What you are asked to do —
Retype the material, please. Every line must match.

Data supplied —
________
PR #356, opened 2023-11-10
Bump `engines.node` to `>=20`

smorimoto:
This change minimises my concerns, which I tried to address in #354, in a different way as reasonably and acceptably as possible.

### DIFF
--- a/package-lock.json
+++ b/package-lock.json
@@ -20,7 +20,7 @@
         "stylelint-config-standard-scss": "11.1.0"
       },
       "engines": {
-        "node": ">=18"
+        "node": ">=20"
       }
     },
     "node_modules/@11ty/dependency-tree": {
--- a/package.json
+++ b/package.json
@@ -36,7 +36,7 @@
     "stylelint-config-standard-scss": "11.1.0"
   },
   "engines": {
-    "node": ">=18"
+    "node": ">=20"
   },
________
Solution for this task —
PR #356, opened 2023-11-10
Bump `engines.node` to `>=20`

smorimoto:
This change minimises my concerns, which I tried to address in #354, in a different way as reasonably and acceptably as possible.

### DIFF
--- a/package-lock.json
+++ b/package-lock.json
@@ -20,7 +20,7 @@
         "stylelint-config-standard-scss": "11.1.0"
       },
       "engines": {
-        "node": ">=18"
+        "node": ">=20"
       }
     },
     "node_modules/@11ty/dependency-tree": {
--- a/package.json
+++ b/package.json
@@ -36,7 +36,7 @@
     "stylelint-config-standard-scss": "11.1.0"
   },
   "engines": {
-    "node": ">=18"
+    "node": ">=20"
   },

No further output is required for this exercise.